On the trunk we can produce on the gimple now:
  a.1_1 = a;
  if (a.1_1 != -1)
    goto <bb 3>; [50.00%]
  else
    goto <bb 4>; [50.00%]

  <bb 3> [local count: 536870913]:
  _3 = a.1_1 + 2;

  <bb 4> [local count: 1073741824]:
  # _2 = PHI <0(2), _3(3)>
  a = _2;

Note most optimial code is really:
        movl    a(%rip), %eax
        addl    $1, %eax
        adcl    $0, %eax
        movl    %eax, a(%rip)
Which can be produced with LLVM with:
void foo1() {
        extern int a;
        a += 1; a+=a==0;
}

GCC is close:
        movl    a(%rip), %eax
        xorl    %edx, %edx
        addl    $1, %eax
        sete    %dl
        addl    %edx, %eax
        movl    %eax, a(%rip)

But the the sete and addl can be combined.

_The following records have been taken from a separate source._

PR #6, opened 2026-04-08
refactor: update zero op to reduce overhead

rebel-chanheo:
## Summary of Changes

Optimize `aten::zero_` for RBLN tensors by replacing the CPU fallback path with lazy zero marking via `VMemorySyncState::EMPTY_INIT_WITH_ZERO`.

**Before:** `zero_()` allocated host memory, filled it with zeros (memset), then transferred the entire buffer to the device (H2D) — every time, unconditionally.

**After:** `zero_()` sets a VMemory flag in O(1). Actual zero data is materialized lazily only when needed, and the cost depends on the access pattern:

### Performance benefit by access pattern

| Scenario | Before (CPU fallback) | After (lazy mark) | Savings |
|---|---|---|---|
| **Write-first (KV-cache)** — NPU overwrites the tensor before reading | host malloc + memset + H2D (all wasted) | flag only, zero transfer **skipped entirely** | **host alloc + memset + H2D eliminated** |
| **Host read** (`.cpu()`, `.item()`) | host malloc + memset + H2D + D2H | host malloc + memset (direct, no device round-trip) | H2D + D2H eliminated |
| **NPU read** (tensor used as operand) | host malloc (permanent) + memset + H2D | temp buffer + memset + H2D + **immediate free** | Persistent host allocation eliminated |
| **Re-zeroing** (repeated `zero_()`) | full malloc + memset + H2D each time | flag set only; previous host memory **freed** | All repeated costs eliminated |

### Primary target: KV-cache initialization

KV-cache tensors are created with `torch.zeros()`, then fully overwritten during prefill. The old path allocated GBs of host memory and transferred zeros to the device — all of which was immediately discarded when prefill wrote real data. The new path eliminates this entirely: zero marking is O(1), and the subsequent NPU write transitions directly to `PHYSICAL_VIEW_IS_LATEST` without any zero transfer.

### Implementation

- `c10::rbln::mark_zeros()` — C++ function that calls `rbln_mark_zeros(vaddr)` to set VMemory state
- `torch_rbln._C._mark_zeros` — Python binding exposed via pybind11
- `custom_zero__rbln()` — Python eager op now calls `_mark_zeros(self.data_ptr())` instead of CPU fallback
- Early return for empty tensors (`numel() == 0`)

### Tests (41 new)

| Category | Count | Coverage |
|---|---|---|
| Basic correctness | 8 | readback (1D/2D/3D), scalar, empty, idempotent, overwrite, return self |
| Arithmetic | 5 | add, mul, in-place add, matmul, comparison |
| Partial write | 5 | slice front/middle, 2D row/column, advanced indexing |
| Views | 7 | reshape, view, transpose, contiguous, slice view, write-through-view, expand |
| Copy | 4 | copy from/into zero, clone isolation, CPU round-trip |
| KV-cache pattern | 3 | full overwrite, partial fill, incremental decode |
| Large tensor | 2 | 1024×1024 readback, large compute |
| Re-zero transitions | 4 | after compute, host read, device write, alternating fill/zero |
| torch.zeros factory | 3 | zeros, zeros_like, zeros + operation |

All 41 tests pass on RBLN hardware.

---

## Related Issues / Tickets

* Related to KV-cache initialization performance

---

## Type of Change

- [ ] `fix` — Bug fix

---

## Affected Modules

- [ ] Backend
- [ ] Device
- [x] Ops/Kernels
- [ ] `torch.compile`
- [ ] Memory
- [ ] Build/Tools
- [ ] Docs

---

1. Run `python -m pytest test/rbln/test_zero_opt.py -v` — all 41 tests should pass
2. Verify KV-cache pattern: `zero_()` → NPU write should not trigger any H2D zero transfer (check runtime logs for absence of zero-buffer transfer)
3. Verify host read: `t.zero_(); t.cpu()` should return all zeros without device round-trip

---

## Checklist

---


rebel-seungchul (approved):
LGTM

Comment 20 Richard Biener 2021-08-23 06:54:14 UTC

(In reply to Andrew Pinski from comment #19)
> (In reply to Andrew Pinski from comment #18)
> > This is what is produced (at least for 7.3.0):
> Which has been produced since GCC 6.
> that is due to ifcvt.c changes.
> On the trunk we can produce on the gimple now:
>   a.1_1 = a;
>   if (a.1_1 != -1)
>     goto <bb 3>; [50.00%]
>   else
>     goto <bb 4>; [50.00%]
> 
>   <bb 3> [local count: 536870913]:
>   _3 = a.1_1 + 2;
> 
>   <bb 4> [local count: 1073741824]:
>   # _2 = PHI <0(2), _3(3)>
>   a = _2;
> 
> Note most optimial code is really:
>         movl    a(%rip), %eax
>         addl    $1, %eax
>         adcl    $0, %eax
>         movl    %eax, a(%rip)

I see

        movl    a(%rip), %edx
        leal    2(%rdx), %eax
        cmpl    $-1, %edx
        movl    $0, %edx
        cmove   %edx, %eax
        movl    %eax, a(%rip)

with -O2 or

        movl    a(%rip), %edx
        xorl    %eax, %eax
        cmpl    $-1, %edx
        je      .L2
        leal    2(%rdx), %eax
.L2:
        movl    %eax, a(%rip)

with -Os.  The GIMPLE code makes it difficult to do better I guess, it
doesn't help that we don't have any CC there.

Comment 21 Richard Biener 2021-08-23 06:58:00 UTC

Btw, the code for the global variable case is now exactly the same as for

int foo(int a) {
        if(++a) ++a;
        return a;
}

besides the load/store instead of the argument/return, so the bug isn't
about global variables anymore but about optimization obfuscating the
if (++a) ++a; sequence in a way that results in worse code than when
literally translating stmt-at-a-time.